Had to explain to a cis person why I want FFS
Bro is like "you don't need it". I'm like yeah I do my browbone sticks out way more than a cis woman and bro goes like "yeah cause you're not a girl" 😑
Think I'm done trying to explain things so cis people.
Im at dunkin donuts now is not the time for me to hear the funniest recording ever
LMAO
shove bro in a locker
Bro is on the "you're beautiful just the way you are" thinking but is cis so he thinks of surgery as some butcher with a knife. He means well but is just ignorant.
Also typical cis person I guess thinks trans people are always clockable
this image will never not be true imo
Real af
Androgyny is so comforting 😭 I hate it when people gender me in their heads. Who said you were allowed access to knowing my gender??? I'm wearing a full baggy tracksuit with a face mask and no one is able to know for sure what gender I am and it's just nice especially since I'm a work in progress I hate having people judge the work before it's finished.

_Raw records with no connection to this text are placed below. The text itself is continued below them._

PR #108, opened 2018-01-18
[#143584125] Add link to self-service password reset

chrisfarms:
# What

We have enabled the self service password reset feature and want to
bring it to the attention of tenants who may be looking for what to do if they have fotgotten their password.

# How to review

* Check it makes sense
* Preview it `bundle exec middleman server` 

## Who can review

not @chrisfarms or @henrytk

### DIFF
--- a/source/documentation/troubleshooting/password.md
+++ b/source/documentation/troubleshooting/password.md
@@ -1,0 +1,5 @@
+## Forgotten passwords
+
+If you believe you have forgotten your GOV.UK PaaS credentials, you can request a password reset using the link below:
+
+[Reset your paswword](https://login.cloud.service.gov.uk/forgot_password)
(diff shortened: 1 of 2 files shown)


source/documentation/troubleshooting/password.md
```diff
@@ -0,0 +1,5 @@
+## Forgetten passwords
```
keymon: `s/Forgetten/Forgotten/`

henrytk: Fixed. The link was also wrong. It now points to `/forgot_password`, not `/password_reset`.

keymon:
:+1: LGTM 

Shall we wait for the feature to be in live before merging the docs?

henrytk:
> Shall we wait for the feature to be in live before merging the docs?

Yes

PR #112, opened 2018-02-10
Add a missing word in privacy.md

issyl0:
- There were multiple options for what to do, either removing "to" or adding "store". I went with the latter as it made more sense with "on servers outside". I'm happy to be corrected though!
- My text editor also added a trailing new line to the end of the file.

### DIFF
--- a/source/documentation/getting_started/privacy.md
+++ b/source/documentation/getting_started/privacy.md
@@ -33,7 +33,7 @@ We will delete your personal data when your user account is no longer required. 
 
 ### Where we store your data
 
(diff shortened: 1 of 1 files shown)


samcrang:
@issyl0 thanks for this! I'll try and find out who will know what this was meant to say.

urmishah:
Yes, this is a typo. Adding the word conveys the original intention better.

samcrang:
@issyl0 after a chat we've tweaked the wording on this to make things (hopefully) clearer.

Thanks again for pointing this out!

PR #113, opened 2018-02-12
[#154518930] Docker registry offline

jonathanglassman:
## What

Added content to manage user expectations when the docker registry that supports their app is offline. Part of story https://www.pivotaltracker.com/story/show/154518930.

## How to review

1. Check that the content covers the story requirements.

## Who can review

Anyone except Jon Glassman or Sam Crang

### DIFF
--- a/source/documentation/deploying_apps/deploying_docker_image.md
+++ b/source/documentation/deploying_apps/deploying_docker_image.md
@@ -28,6 +28,14 @@ There are a few more specifics about Docker image support in Cloud Foundry:
 * Privileged container mode is not supported. Features depending on this will not work.
 * Only registries that use Docker Registry API V2 are supported.
 
+### Offline Docker registry
+
+Deploying, scaling, restarting or restaging an app using a Docker image are all dependent on the Docker registry being available, because these actions require pulling the image from the registry.
+
+Note that Cloud Foundry can restart your application due to circumstances outside of your direct control, such as platform scaling or deployments, or failure of the underlying hardware platform.
+
+If Cloud Foundry attempts to pull the image from the registry when the registry is not available, your application instance will fail to start, and you will receive a `Failed to create container` message. Once the Docker registry is available again, you will be able to re-deploy, restart or restage your app as required.
+
 ### Experimental feature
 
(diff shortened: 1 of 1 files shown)


source/documentation/deploying_apps/deploying_docker_image.md
```diff
@@ -28,6 +28,14 @@ There are a few more specifics about Docker image support in Cloud Foundry:
 * Privileged container mode is not supported. Features depending on this will not work.
 * Only registries that use Docker Registry API V2 are supported.
 
+### Offline Docker registry
+
+An app deployed using a Docker image depends on the availability of the Docker registry that serves that image. 
+
+If Cloud Foundry schedules an instance of your app whilst the registry is offline (for example during a restart or a scale up), Cloud Foundry will not be able to pull the image from the registry. Restarts are normal part of PaaS operation, and can be triggered by events outside of your direct control.
```
samcrang: I'm not sure what "If Cloud Foundry schedules an instance of your app" means?

jonathanglassman: I took the phrasing from the investigation spike summary written by @chrisfarms; Chris do you have any steer on what this means? I thought it was something to do with scheduling an instance of an app for deployment as part of a scale or a restart; am I completely getting that wrong?

paroxp: For instance, CF may find a need of redeploying your application for you, may this bee maintenance of the boxes the application lives in or if application is behaving incorrectly. When that need appears, CF would attempt to download and install Docker Image as it would when user's doing a manual push.

dcarley: If we describe in the opening paragraph that scaling/restarting/restaging are all dependent on registry availability then perhaps this paragraph could focus on platform restarts, something like:

> Cloud Foundry will also restart your application in circumstances outside of your direct control such as scaling, deployments, or underlying hardware failure of the platform itself. If the registry is not available when this happens then your application instance will fail to start.

dcarley: If we describe in the opening paragraph that scaling/restarting/restaging are all dependent on registry availability then perhaps this paragraph could focus on platform restarts, something like:

> Cloud Foundry will also restart your application in circumstances outside of your direct control such as scaling, deployments, or underlying hardware failure of the platform itself. If the registry is not available when this happens then your application instance will fail to start.

(reposting because I deleted it because computers)

PR #118, opened 2018-02-28
[#154331970] Add shared responsibility model section

keymon:
https://www.pivotaltracker.com/story/show/154331970

What?
----

We want to document the responsibility model for the users using Docker
on CF vs. using buildpacks. We can write a document inspired on
https://aws.amazon.com/compliance/shared-responsibility-model/,
including a table or image that would list the different layers
of the application, runtime and platform.

We also add links when explaining buildpacks and docker images.

How to review?
--------------

 - Proof reading.
 - Preview it by running the server locally. See Readme for details.

Who?
----
Anyone but @keymon or @jonathanglassman

### DIFF
--- a/source/documentation/deploying_apps/buildpacks.md
+++ b/source/documentation/deploying_apps/buildpacks.md
@@ -12,7 +12,7 @@ Cloud Foundry uses buildpacks to provide runtime and framework support for appli
 
 We recommend using the standard buildpacks to maximise the support you will receive from GOV.UK PaaS. Using a custom buildpack or Docker image will mean additional setup and maintenance costs.
 
-Your responsibilities change depending on whether you use a standard buildpack, custom buildpack or a docker image. Refer to the [responsibility model guidance](/#responsibility-model) for further information.
+Your responsibilities change depending on whether you use a standard buildpack, custom buildpack or a Docker image. Refer to the [responsibility model guidance](/#responsibility-model) for further information.
 
 ### How to use custom buildpacks
 
--- a/source/documentation/deploying_apps/buildpacks.md
+++ b/source/documentation/deploying_apps/buildpacks.md
@@ -12,7 +12,7 @@ Cloud Foundry uses buildpacks to provide runtime and framework support for appli
 
 We recommend using the standard buildpacks to maximise the support you will receive from GOV.UK PaaS. Using a custom buildpack or Docker image will mean additional setup and maintenance costs.
 
-Refer to the [Guidance](https://docs.cloud.service.gov.uk/#guidance-buildpacks) section for further information on the different options available.
+Your responsibilities change depending on whether you use a standard buildpack, custom buildpack or a docker image. Refer to the [responsibility model guidance](/#responsibility-model) for further information.
 
 ### How to use custom buildpacks
 
--- a/source/documentation/deploying_apps/deploying_docker_image.md
+++ b/source/documentation/deploying_apps/deploying_docker_image.md
@@ -28,7 +28,7 @@ There are a few more specifics about Docker image support in Cloud Foundry:
 * Privileged container mode is not supported. Features depending on this will not work.
 * Only registries that use Docker Registry API V2 are supported.
 
-Your responsibilities change if you use a docker image instead of a buildpack. Refer to the [responsibility model guidance](/#responsibility-model) for further information.
+Your responsibilities change if you use a Docker image instead of a buildpack. Refer to the [responsibility model guidance](/#responsibility-model) for further information.
 
 ### Docker Registry Availability Requirements
 
--- a/source/documentation/deploying_apps/deploying_docker_image.md
+++ b/source/documentation/deploying_apps/deploying_docker_image.md
@@ -28,6 +28,8 @@ There are a few more specifics about Docker image support in Cloud Foundry:
 * Privileged container mode is not supported. Features depending on this will not work.
 * Only registries that use Docker Registry API V2 are supported.
 
+Your responsibilities change if you use a docker image instead of a buildpack. Refer to the [responsibility model guidance](/#responsibility-model) for further information.
+
 ### Docker Registry Availability Requirements
 
 Deploying, scaling, restarting or restaging an app using a Docker image are all dependent on the Docker registry being available, because these actions require pulling the image from the registry.
--- a/source/documentation/guidance/buildpacks.md
+++ b/source/documentation/guidance/buildpacks.md
@@ -45,10 +45,11 @@ Your responsibilities differ depending on whether you use a [standard buildpack]
       </tr>
       <tr>
         <td style="vertical-align: middle; text-align: left">
-          App admin
-          <br> - ensure app instances are up and running
+          App instance lifecycle
+          <br> - ensure app is running
+          <br> - ensure high availability
           <br> - ensure provisioning capacity
-          <br> - stream application logs
+          <br> - stream application logs and metrics
         </td>
         <td style="vertical-align: middle; text-align: center; background-color: #2b8cc4">PaaS</td>
         <td style="vertical-align: middle; text-align: center; background-color: #2b8cc4">PaaS</td>
@@ -66,7 +67,7 @@ Your responsibilities differ depending on whether you use a [standard buildpack]
       </tr>
       <tr>
         <td style="vertical-align: middle; text-align: left">
-          Physical hardware
+          Underlying infrastructure
           <br>- resolve hardware failures
           <br>- encrypt network data traffic
         </td>
--- a/source/documentation/guidance/buildpacks.md
+++ b/source/documentation/guidance/buildpacks.md
@@ -1,44 +1,120 @@
 # Guidance
 
-## Buildpacks
+## Responsibility model
+
+Your responsibilities differ depending on whether you use a [standard buildpack](/#buildpacks), [custom buildpack](/#how-to-use-custom-buildpacks) or [Docker image](/#deploy-a-docker-image-experimental) to deploy your app.
+
+<div class="table-container">
+	<table>
+		<tbody>
+			<tr>
+				<th style="vertical-align: middle; text-align: left">Responsibility</th>
+				<th style="vertical-align: middle; text-align: center">Standard Buildpack</th>
+				<th style="vertical-align: middle; text-align: center">Custom Buildpack</th>
+				<th style="vertical-align: middle; text-align: center">Docker Images</th>
+			</tr>
+			<tr>
+				<td style="vertical-align: middle; text-align: left">
+					Your app
+					<br> - apply security updates to app dependencies
+					<br> - run <a href="https://docs.cloud.service.gov.uk/#penetration-testing">pen tests</a>
+				</td>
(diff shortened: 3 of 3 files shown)


source/documentation/deploying_apps/buildpacks.md
```diff
@@ -12,7 +12,7 @@ Cloud Foundry uses buildpacks to provide runtime and framework support for appli
 
 We recommend using the standard buildpacks to maximise the support you will receive from GOV.UK PaaS. Using a custom buildpack or Docker image will mean additional setup and maintenance costs.
 
-Refer to the [Guidance](https://docs.cloud.service.gov.uk/#guidance-buildpacks) section for further information on the different options available.
+Your responsibilities change depending on whether you use a standard buildpack, custom buildpack or a docker image. Refer to the [responsibility model guidance](/#responsibility-model) for further information.
```
bandesz: capitalisation: `Docker`

source/documentation/deploying_apps/deploying_docker_image.md
```diff
@@ -28,6 +28,8 @@ There are a few more specifics about Docker image support in Cloud Foundry:
 * Privileged container mode is not supported. Features depending on this will not work.
 * Only registries that use Docker Registry API V2 are supported.
 
+Your responsibilities change if you use a docker image instead of a buildpack. Refer to the [responsibility model guidance](/#responsibility-model) for further information.
```
bandesz: capitalisation: `Docker`

source/documentation/guidance/buildpacks.md
```diff
@@ -1,44 +1,120 @@
...
+				</td>
+				<td style="vertical-align: middle; text-align: center; background-color: #ffbf47">Yours</td>
+				<td style="vertical-align: middle; text-align: center; background-color: #ffbf47">Yours</td>
+				<td style="vertical-align: middle; text-align: center; background-color: #ffbf47">Yours</td>
+			</tr>
+			<tr>
+				<td style="vertical-align: middle; text-align: left">
+					Language / runtime
+					<br> - update language and runtime
+          <br> - provide consistent app build process
```
bandesz: use tabs for indentation (or just make it consistent)

source/documentation/guidance/buildpacks.md
```diff
@@ -1,44 +1,120 @@
...
+					<br> - monitor and patch runtime vulnerabilities
```
bandesz: To keep it consistent: - apply security patches

source/documentation/guidance/buildpacks.md
```diff
@@ -1,44 +1,120 @@
...
+					Base operating system
+					<br> - update OS libraries
+				</td>
+				<td style="vertical-align: middle; text-align: center; background-color: #2b8cc4">PaaS</td>
+				<td style="vertical-align: middle; text-align: center; background-color: #2b8cc4">PaaS</td>
+				<td style="vertical-align: middle; text-align: center; background-color: #ffbf47">Yours</td>
+			</tr>
+			<tr>
+				<td style="vertical-align: middle; text-align: left">
+					App admin
```
bandesz: `App admin` sounds strange and the tenants may not understand what we mean by that. Use `Application platform` instead.
Fort the list I suggest:
 - ensure high availability
 - ensure provisioning capacity
 - monitoring

I'm not sure `stream application logs` has any information or value here.

source/documentation/guidance/buildpacks.md
```diff
@@ -1,44 +1,120 @@
...
 
-#### Standard buildpack
-You are only responsible for the app code and its dependencies.
+If you're relatively new to cloud or have a small development team, we recommend using the standard buildpacks to maximise the support you will receive from GOV.UK PaaS.
 
-#### Custom buildpacks
+### Custom buildpacks
 
-You are responsible for managing this custom buildpack as well as the app code and its dependencies. This applies both in setting up the app, and running it in production.
+You are responsible for managing this custom buildpack's language and runtime, as well as the app code and its dependencies. This applies both in setting up the app, and running it in production.
```
bandesz: We are not really talking about a specific custom buildpack, so use `for managing a custom buildpack's`. Also `This applies both _to_`

source/documentation/guidance/buildpacks.md
```diff
@@ -1,44 +1,120 @@
...
 
 When setting up the app:
 
 - Do your own due diligence on finding a maintained and supported custom buildpack so that you have a community to call upon in the case of problems
-- Test deploying with the buildpack early in your build process, not just before go-live
+- Test deploy with the buildpack early in your build process, not just before go-live
```
bandesz: I think `deploying` was better so we don't put two verbs after each other.

source/documentation/guidance/buildpacks.md
```diff
@@ -1,44 +1,120 @@
...
 
 When running the app in production:
 
 - Ensure you have sufficient time to fix issues yourself as using them for deadline-driven development may be risky
 - Regularly maintain your buildpack to update your runtime and dependencies as new security vulnerabilities are discovered and fixed
-- We may not be able to offer support for P1 or out-of-hours incidents; standard SLAs will not apply
+- We may not be able to offer support for P1 or out-of-hours incidents and standard SLAs will not apply
+
+Due to these increased responsibilities, we recommend that, if you must use a custom buildpack, you use a community supported one that is maintained and updated by that community. We do not recommend that you create your own buildpack.
```
bandesz: this is mostly duplicated as we already mentioned this under `When setting up the app`

source/documentation/guidance/buildpacks.md
```diff
@@ -1,44 +1,120 @@
...
 
-#### Docker images
+Contact us at [gov-uk-paas-support@digital.cabinet-office.gov.uk](mailto:gov-uk-paas-support@digital.cabinet-office.gov.uk) if you are interested in this feature. If a custom buildpack is requested by multiple tenants, we will look to improve our support in this area.
```
bandesz: `we will look into improving` sounds better IMO.

source/documentation/guidance/buildpacks.md
```diff
@@ -1,44 +1,120 @@
...
+
+### Docker images
```
bandesz: It seems strange that we detailed standard and custom buildpacks here, but Docker is only a short sentence and a link. Do you think we should move some of the stuff from the Docker section to here?

source/documentation/guidance/buildpacks.md
```diff
@@ -1,44 +1,120 @@
...
+				</td>
+				<td style="vertical-align: middle; text-align: center; background-color: #2b8cc4">PaaS</td>
+				<td style="vertical-align: middle; text-align: center; background-color: #2b8cc4">PaaS</td>
+				<td style="vertical-align: middle; text-align: center; background-color: #2b8cc4">PaaS</td>
+			</tr>
+			<tr>
+				<td style="vertical-align: middle; text-align: left">
+					Physical hardware
+					<br>- resolve hardware failures
+					<br>- encrypt network data traffic
```
bandesz: This sounds like we use hardware encryption :) I think we can move `encrypt network traffic` to the Application platform.

source/documentation/deploying_apps/buildpacks.md
keymon: This is interesting, I recall some discussions that "Docker" with upper case refers to the company and the product, then use "docker image"  "docker network", etc to refer to the tech stack.

But I am happy to change it.

source/documentation/guidance/buildpacks.md
keymon: I wouldn't put *monitoring* because we do not do any monitoring at all.

keymon: Instead of *Application platform* , what about *Application lifecycle*

> Application lifecycle
>  * ensure high availability
>  * ensure provisioning capacity
>  * stream application logs and metrics

source/documentation/guidance/buildpacks.md
keymon: The section is *Custom buildpacks*

I do not understand the other comment `This applies both _to_`, I guess you refer to grammar. @jonathanglassman any comment on this?

source/documentation/guidance/buildpacks.md
keymon: /cc @jonathanglassman

source/documentation/guidance/buildpacks.md
bandesz: This is the Cloud Foundry layer itself, so I would call it platform and not lifecycle. And we do monitoring there, e.g. if your app dies then we restart it automatically.

Monitoring the apps is a responsibility.

source/documentation/guidance/buildpacks.md
bandesz: My first comment is about replacing `this` with `a`.
The second one is to replace `in` with `to`.

jonathanglassman: Agree with @bandesz. Will change to `You are responsible for managing a custom buildpack's language and runtime, as well as the app code and its dependencies. This applies both to setting up the app, and running it in production.`

source/documentation/guidance/buildpacks.md
jonathanglassman: I would go with `Test deploy` as it is more active than `Test deploying`.

source/documentation/guidance/buildpacks.md
jonathanglassman: True. How about the bullet point reads `Use a buildpack that has been created and is maintained by a community (rather than creating your own buildpack), so that you can ask that community for support with any issues`, and we remove the duplicate content?

source/documentation/guidance/buildpacks.md
jonathanglassman: Are we trying not to commit to anything on this?

source/documentation/guidance/buildpacks.md
jonathanglassman: I agree but I think that should be looked at as part of an overall change of the Docker section as it is not part of this story. I think the Docker section overall needs some work, so I recommend we draw a line under this and look at this later. What do you think?

source/documentation/guidance/buildpacks.md
bandesz: ok

source/documentation/guidance/buildpacks.md
bandesz: Sorry, but this expression `look to improve` sounds strange to me and I didn't find any examples that people use it like this. But that doesn't mean it's not legit :)

source/documentation/guidance/buildpacks.md
bandesz: I'm fine with that.

source/documentation/guidance/buildpacks.md
jonathanglassman: ok, I don't feel strongly about it, I'll put it back

source/documentation/guidance/buildpacks.md
jonathanglassman: 👍

PR #124, opened 2018-04-05
Upgrade to latest tech docs

tijmenb:
## What

This upgrades the tech docs to the latest version, which uses the [govuk_tech_docs gem](https://github.com/alphagov/tech-docs-gem) to pull in CSS, JS, fonts, images and layouts. This means that a lot of files can be removed and only customised code and configuration remains. You can read more about it in https://github.com/alphagov/tech-docs-template/pull/144.

I'm updating projects that haven't upgraded yet as part of the GOV.UK firebreak, in the hope that if we are all on the same version it's more likely that sites will keep up to date and contribute back to the main project.

This PR is almost the same as https://github.com/alphagov/reliability-engineering/pull/10, https://github.com/alphagov/gds-way/pull/132 and https://github.com/alphagov/registers-tech-docs/pull/34.

## How to review

There should be no changes in the layout or behaviour after this upgrade. I've checked this by comparing https://docs.cloud.service.gov.uk to the new site. I didn't spot any differences.

## Who can review

Anyone but me.

---

Part of the Q4 GOV.UK 🔥 firebreak: https://trello.com/c/QbspvRc2


LeePorte:
Thanks for the PR @tijmenb

PR #154, opened 2018-07-19
Update govuk-tech-docs gem

jonathanglassman:
What
----
Updated the gemfile.lock to use the latest gems. This is primarily to implement the new search functionality on the tech docs.

How to review
-------------

1. Check that the search function works.

Who can review
--------------

Anyone except Jon Glassman


samcrang:
It looks like (for reasons I don't understand) that we have to use a [GDS fork of `middleman-search`](https://github.com/alphagov/tech-docs-template/pull/156/commits/c7bf3d53b6a1e636ca2a50205a1ecaa80ae28ae6#diff-c44a3f126688f4b87c6ef2491ab60a07R15). As well as [enabling search in the config](https://github.com/alphagov/tech-docs-gem/blob/aee8e589cebd5293cb58eaa2008bcde73a29b730/example/config/tech-docs.yml#L36).

I'll update the commits.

"i hate having people judge the work before it's finished" you just explained some of my early transition anxieties so fucking well holy shit
it's probably a bit different for me because i'm a binary trans person and androgyny isn't my end goal, but i used to hate when people would hear my name/pronouns and go "well but you don't look like a man" cuz it's like. yeah no i'm aware of that. i'm on a fucking miles long wait list for hrt and top surgery and i don't own many men's clothes yet and i've been out for six months of course i don't fucking look like what you think a man should look like, but maybe the least you could do is refer to me in the way that i prefer? like is that so much to ask? idk this is a bit different from what u described but i guess that's my version of people judging me/my transition before the process is finished
being a trans person in public while you're mid-transition is so fucking vulnerable because you don't have the "mask" of presenting as cis to hide behind anymore but you also can't yet show the world who you actually are (i'm kinda generalizing here, but i'm very tired and i took an edible a while ago so i'm borderline incoherent lol)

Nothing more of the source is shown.